Land assemblage is one of the most complex and least glamorous disciplines in New York City real estate. There are no formulas for it, no standardized processes, and no guarantee that years of effort will result in a viable site. What it requires above all is the ability to see a development opportunity that doesn’t yet exist — and the patience and persistence to bring the pieces together.

Two projects illustrate how assemblage actually works in practice: Vernon Tower in Long Island City and the East 33rd Street site in Kips Bay. Different neighborhoods, different deal structures, different challenges — but the same underlying discipline of identifying what a site could become before it had any reason to look that way.

Long Island City had been rezoned — transforming what had been industrial and manufacturing uses into a corridor with significant residential development potential. The blocks around Vernon Boulevard were changing. But individual lots, many of them still occupied by long-standing industrial operators, were too small or too constrained to support meaningful development on their own.

Two adjacent parcels caught our attention — a masonry yard and a steel shop, both occupied by operators who had been there for years. The site had a known complication: a DEP sewer easement ran through the property that had led other developers to conclude it couldn’t be built on. Previous inquiries had gone nowhere. The operators were tired of conversations that never went anywhere.

What changed the equation was understanding two things simultaneously. First, that you needed both parcels to make a development work — neither one alone was sufficient. Second, that the easement, while real, was an engineering problem rather than a deal-killer. A building could be designed to account for it. That realization reframed the entire opportunity.

Getting both sellers to the table required understanding each situation individually. One owner was absentee — he had a tenant occupying the masonry yard and no appetite for the complexity of dealing with that relationship. We negotiated the tenant surrender on his behalf, removing the obstacle that had kept him from moving forward. The other was an old-school owner who had no interest in signing a contract. His terms were straightforward: do your due diligence, satisfy yourself on every detail, and come back when you’re ready to close. No contract, no back-and-forth — just a handshake and a process built entirely on trust. We did exactly that.

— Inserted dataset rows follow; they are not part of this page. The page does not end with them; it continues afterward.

PR #17912, opened 2020-03-26
Use x64 toolchain for CI windows build

leezu:
## Description ##
Try using x64 toolchain for CI windows build. We already recommend that in the installation instructions.

This may fix the CI OOM error on windows gpu build. Reference https://github.com/SuperElastix/SuperElastix/issues/190 https://github.com/SuperElastix/SuperElastix/commit/6cd7f1bdad39aa32d49d390b3ca3eb9eaecdc093

BTW, we only need to set this because we're using an outdated windows toolchain. This would be the default on MSVC 2019 version. Reference https://cmake.org/cmake/help/v3.14/generator/Visual%20Studio%2016%202019.html#toolset-selection https://cmake.org/cmake/help/v3.12/generator/Visual%20Studio%2015%202017.html#toolset-selection

### DIFF
--- a/ci/build_windows.py
+++ b/ci/build_windows.py
@@ -54,10 +54,14 @@ class BuildFlavour(Enum):
 
 CMAKE_FLAGS = {
     'WIN_CPU': (
+        '-DCMAKE_C_COMPILER=cl '
+        '-DCMAKE_CXX_COMPILER=cl '
+        '-DOpenCV_RUNTIME=vc15 '
+        '-DOpenCV_ARCH=x64 '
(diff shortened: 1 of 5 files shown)


leezu:
BTW, we only need to set this because we're using an outdated windows toolchain. This would be the default on MSVC 2019 version. Reference https://cmake.org/cmake/help/v3.14/generator/Visual%20Studio%2016%202019.html#toolset-selection

leezu:
Closing as it breaks build. May need to wait for https://github.com/apache/incubator-mxnet/pull/17808/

The assembled site became Vernon Tower — a 103-unit residential building that wouldn’t have been possible on either parcel alone. The affordable component — 21 units integrated throughout the building — was structured to unlock both density and a tax abatement that improved the project’s overall economics. Building affordable wasn’t just a community obligation. It was a financially smarter path.

The East 33rd Street assemblage in Kips Bay unfolded over a longer timeline and involved more parcels — five in total, including air rights from an adjacent property. The logic was similar: individual lots in the area were too small to support the scale of development the location and zoning could ultimately justify. But assembled together, with a rezoning that increased allowable density, the site could support a 23-story, 160-unit residential tower.

Each acquisition had its own negotiation, its own timeline, and its own set of considerations. The process required maintaining discretion — assembling parcels quietly to avoid price inflation once the strategy became visible — while simultaneously building the community and political relationships necessary to advance the rezoning.

The assemblage and the rezoning were not sequential steps. They were parallel processes that informed each other throughout. The assembled site justified the rezoning application. The rezoning approval validated the assemblage strategy. Neither worked without the other.

Both projects illustrate that successful assemblage is less about real estate expertise in the traditional sense and more about understanding people — what motivates each seller, what problems they need solved, and how to structure a transaction that works for their specific situation.

In Long Island City, that meant solving a tenant problem for one owner and earning the trust of another who operated entirely outside conventional deal structures. On East 33rd Street it meant years of patient negotiation across multiple properties while simultaneously managing a complex regulatory process.

The sites that result from successful assemblage — sites that couldn’t exist any other way — are among the most valuable in the city. They’re also the hardest to create. That difficulty is precisely what makes them worth pursuing.